Assessing the performance of the full algorithm is straight forward. The speed at which the full algorithm executes depends on the resolution of the image, the size of the correlation mask and, most importantly, the size of the fixed disparity range. The execution time of the full algorithm is linear to the number of pixels and disparity range and constant with respect to the size of the correlation mask (due to recursion).
The performance of the temporally coherent stereo algorithm on the other hand is quite complex. The complexity arises from the fact that the performance depends on the additional information available to the algorithm.
The first factor is the knowledge of motion. If the motion is known, then it is possible to accurately estimate the disparity search ranges. If the disparity ranges are small then the stereo search will be done faster.
The second factor is the structure of the scene. If the scene consists mostly of flat surfaces, then the predicted disparity ranges will be around the previous values. If, on the other hand, the scene has many discontinuities, then the search at the discontinuities will have to include both ranges which may be far apart.
The third factor is the number of valid and invalid pixels in the image. The algorithm processes only parts of the image that may move to a valid part of the image. If the image has large areas of invalid pixels and the motion is well known or small, then it is possible to determine areas of the image that do not need to be processed. This means that images that lead to large numbers of invalid disparities will execute faster with the coherent stereo algorithm.
Another important point is that even if the disparity ranges can be determined precisely, the program can still perform inefficiently. The inefficiency is due to the recursive nature of the algorithm. In other words, if one correlation can not benefit from the previously done work, the computation is done inefficiently. Scattered invalid points and small areas of different disparities can cause this effect.
Finally, close objects cause greater change in the disparity values when the robot moves towards or away from them.
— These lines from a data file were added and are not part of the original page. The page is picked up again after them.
PR #2072, opened 2024-10-31
feat: releases v0.5

pedrobonamin:
### Pre read
This branch builds on top of `releases` branch, which includes the necessary packages updates.
- @sanity/client: `6.22.2-bundle-perspective`
- sanity: `corel` 
- @sanity/ui: local tar file (will be updated soon to a npm version)
- @sanity/icons:  local tar file (will be updated soon to a npm version)

### Next steps:
- [ ] Support for previews outside of the studio, think on adding the `bundlePerspective` data as a query param
- [ ] update `applySourceDocuments` in the `client` to work with perspectives. Investigate what this does.
- [ ]  Test things and find bugs.
- [ ] Creating a version document from presentation doesn't work as expected

## Changes:
With the introduction of `releases` the perspective is now a global studio concern and a new type of perspective has been introduced `bundle.{releaseId}`

**Example of a published release selection**
Screenshot 2024-10-31 at 13 58 23
Screenshot 2024-10-31 at 13 58 38

## Video 🎥 
Video explaining the details https://www.loom.com/share/3894e17c19b247548dccf3976f661a29?sid=59625a39-bdbf-400f-ad9c-d4243acf4018

The issue with the drafts is now fixed.

### Perspective selector removed 

Given we have this new perspective selector, the `draft | published` selector from Presentation tool [was removed ](https://github.com/sanity-io/visual-editing/compare/releases...releases-v0.5?expand=1#diff-a9073c81f31f1f1ed609e81ba6fec833f4ef8c482355c28162299318d6e6f7c2L410-L505)

### `<RevisionSwitcher/>` removed

This is not needed anymore, structure now knows about perspectives and it infers them from the global state and the form reacts according to the perspective selected.

### Loaders updated.

The loaders `LiveQueries` and `LoaderQueries` were updated to use the bundlePerspective param.

### Perspective type updated to include `bundle.${string}`

The global perspective can be any of `published | previewDrafts | bundle.${string}` this has been reflected in the code by updating the types were needed, this could be centralized instead of manually adding it everywhere, but wanted to easily reflect the intention in code for the review. 
This is relevant at the moment we need to query the data. When receiving a `bundle.${string}` perspective it should not use the `perspective` option in `client.fetch` , instead, it should use the `bundlePerspective` option, which takes an array of perspectives.

How does `bundlePerspective` works:
bundles perspective allows the client to fetch data in a similar way as `previewDrafts`, but instead of only stacking changes of published and drafts, it allows us to stack multiple perspectives inside.
So given you have the following documents:
```
-  foo, drafts.foo, versions.summer.foo
-  bar, versions.winter.bar
```
- If you use bundlePerspective="summer", you will get the documents `versions.summer.foo` and `bar`
- If you use bundlePerspective="winter,summer,drafts", you will get the documents `versions.summer.foo`and - -`versions.winter.bar` (This supports multiple perspectives in one query)
- if you use bundlePerspective="drafts", you will get `drafts.foo` and `bar`

This `bundlePerspective` array is exposed by the `usePerspective` hook from `sanity` which takes care of applying the perspectives in the correct order, the perspectives will apply on top of each other from right to left.
So if the same document is in two perspectives, it will be returned only in the first one found.


pedrobonamin:
Closed in favour of https://github.com/sanity-io/visual-editing/pull/2081

pedrobonamin:
Closed in favor of https://github.com/sanity-io/visual-editing/pull/2081

PR #2073, opened 2024-10-31
chore: set release scripts for corel

pedrobonamin:
adds release scripts for `corel`
Using `corel` tag as it matches with the tag we have in `sanity`


stipsan (approved):
Gogogo 🏎️ 💨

Therefore the algorithm will have poorer performance when objects are in close proximity.
The performance of the stereo algorithm, when given the disparity ranges, is one part of the computational cost of the whole algorithm. The other part is determining the disparity ranges. The time required to compute the disparity ranges depends mainly on the amount of robot motion. In general the less the knowledge of motion is constrained the longer it takes to compute the disparity ranges. Loose constraints on motion mean that larger ambiguity areas, which result in more searching for the disparity range.